All’inizio di febbraio 2015, in Brasile, si notò un aumento nel numero di persone affette da sintomi similinfluenzali che guarivano spontaneamente.
Le analisi riscontrarono la positività per il virus Zika, già noto perché isolato per la prima volta in Uganda nel 1947. Aumentarono anche i casi di microcefalia tra i nuovi nati, una malformazione congenita che causa una riduzione della circonferenza cranica e del volume cerebrale.
L’infezione da virus Zika è trasmessa da zanzare infette di alcune specie del genere Aedes, tra cui Aedes aegypti (zanzara della febbre gialla) e Aedes albopictus, la zanzara tigre diffusa anche in Italia, che però lo trasmette in modo meno efficace.
Chi è punto da una zanzara portatrice, e poi punto da una zanzara non infetta, può innescare una catena che dà origine a un focolaio endemico. Il contagio interumano è possibile attraverso i liquidi biologici (via sessuale, trasfusioni, passaggio materno-fetale).
Nell’80% dei casi l’infezione è asintomatica o con sintomi leggeri, ma diventa pericolosa se contratta dalle donne nel primo trimestre di gravidanza.

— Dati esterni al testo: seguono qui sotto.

PR #29316, opened 2024-09-09
[bitnami/kafka] Allow for domain name override

Sudmota:
### Description of the change

This PR allows the server.properties to integrate external domains into the advertised listeners. When `listeners.overrideDomain` is set to `true`, the listeners will appear in the format `<listener_name>://<pod_name>.<cluster_domain>:<port>` on all listeners.

### Benefits

This configuration is to be used when an external JKS, matching a specific domain other than `cluster.local` is used, and ensures all SSL connections (interbroker, controller, client and external) are validated through that certificate.

### Possible drawbacks

None identified

### Applicable issues

None identified

### Additional information

N/A

### Checklist

### DIFF
--- a/bitnami/kafka/CHANGELOG.md
+++ b/bitnami/kafka/CHANGELOG.md
@@ -1,6 +1,6 @@
 # Changelog
 
-## 30.1.0 (2024-09-09)
+## 30.1.0 (2024-09-10)
 
 * [bitnami/kafka] Allow for domain name override ([#29316](https://github.com/bitnami/charts/pull/29316))
 
--- a/bitnami/kafka/CHANGELOG.md
+++ b/bitnami/kafka/CHANGELOG.md
@@ -1,8 +1,12 @@
 # Changelog
 
-## 30.0.5 (2024-08-20)
+## 30.1.0 (2024-09-09)
 
-* bitnami/kafka Fix pem auth with custom encrypted private key ([#28618](https://github.com/bitnami/charts/pull/28618))
+* [bitnami/kafka] Allow for domain name override ([#29316](https://github.com/bitnami/charts/pull/29316))
+
+## <small>30.0.5 (2024-08-23)</small>
+
+* bitnami/kafka Fix pem auth with custom encrypted private key (#28618) ([96b751e](https://github.com/bitnami/charts/commit/96b751e3eb0a6acba28e0fcbca907bb2de88fdf5)), closes [#28618](https://github.com/bitnami/charts/issues/28618)
 
 ## <small>30.0.4 (2024-08-14)</small>
 
--- a/bitnami/kafka/Chart.yaml
+++ b/bitnami/kafka/Chart.yaml
@@ -40,4 +40,4 @@ maintainers:
 name: kafka
 sources:
 - https://github.com/bitnami/charts/tree/main/bitnami/kafka
-version: 30.0.5
+version: 30.1.0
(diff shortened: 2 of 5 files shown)


juan131:
Hi @Sudmota 

I find this new parameter confusing.

In both cases the cluster domain will be substituted in the advertised listeners based on the `clusterDomain` chart parameter (which is set by default to `cluster.local`). The difference seems to be related on removing the K8s svc name and namespace from the FQDN.

Can't you set any custom advertised listeners using the `listeners.advertisedListeners` parameter in case the default generated ones are no valid for you?

Sudmota:
Hello @juan131 !

Thank you for your prompt reply.
Indeed it would work, but we are seeking to enforce that each broker hosts is advertising its own pod name, instead of a fixed variable that all pods would equally advertised.

In short:
**Desired:**
Pod 1: CLIENT://pod1.example.com:9092
Pod 2: CLIENT://pod2.example.com:9092

**Undesired: What would happen by changing listeners.advertisedListeners: "CLIENT://test.example.com:9092"**
Pod 1: CLIENT://test.example.com:9092
Pod 2: CLIENT://test.example.com:9092

Which is what we are trying to address.

juan131:
Hi @Sudmota 

The current logic already uses `MY_POD_NAME` env. var which is unique per pod:

```bash
replace_placeholder "advertised-address-placeholder" "${MY_POD_NAME}.{{ $fullname }}-${POD_ROLE}-headless.{{ $releaseNamespace }}.svc.{{ $clusterDomain }}"
```

Could you please provide the chart parameters (provided via `values.yaml` or using the `--set` flag) you used to install your Helm release? Please exclusively provide the parameters you customized avoiding the ones with default values.

> Note: you can easily obtain the above parameters using `helm get values RELEASE_NAME`

I'd like to reproduce the behaviour you're mentioning.

Sudmota:
Hello @juan131 !

Here it goes. This is my whole values.yaml file as of now. Everything else inherits from the defaults. I have replaced the clusterDomain and trust/keystore passwords with valid ones.

```
clusterDomain: example.com
listeners:
  overrideDomain: true
tls:
  existingSecret: kafka-jks
  keystorePassword: <some-password>
  truststorePassword: <some-other-password>
kraft:
  controllerQuorumVoters: 0@mykafka-controller-0.example.com:9093,1@mykafka-controller-1.example.com:9093,2@mykafka-controller-2.example.com:9093
```

With this, this returns (for node 2):
```
advertised.listeners=CLIENT://mykafka-controller-2.example.com:9092,INTERNAL://mykafka-controller-2.example.com:9094
```

Whereas this line exists:
```
replace_placeholder "advertised-address-placeholder" "${MY_POD_NAME}.{{ $fullname }}-${POD_ROLE}-headless.{{ $releaseNamespace }}.svc.{{ $clusterDomain }}"
```

What we're trying to accomplish is having this:
```
replace_placeholder "advertised-address-placeholder" "${MY_POD_NAME}.{{ $clusterDomain }}"
```

juan131:
Hi @Sudmota 

With the current chart, replacing the placeholder results on the configuration below (assuming pod names is `kafka-controller-2`):

```
advertised.listeners=CLIENT://kafka-controller-2.kafka-controller-headless.test.svc.cluster.local:9092,INTERNAL://kafka-controller-2.kafka-controller-headless.test.svc.cluster.local:9094
```

This implies a unique advertised listener per Kafka broker. The only difference with your proposal is that K8s svc name and namespace is included in the FQDN.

L’OMS, nel febbraio 2016, dichiarò un’emergenza di sanità pubblica di interesse internazionale, rilanciata dai giornali di tutto il mondo.
Si diffuse anche una strampalata teoria del complotto, secondo cui era stata una ditta britannica nel 2011 a causare l’infezione, liberando zanzare OGM per contrastare un’epidemia di dengue.
Non ne siamo ancora usciti
Non esistono per ora né vaccini né terapie preventive. L’unica prevenzione è evitare di essere punti dalle zanzare vettore e fare molta attenzione se ci rechiamo nei Paesi, soprattutto tropicali, in cui il virus è presente.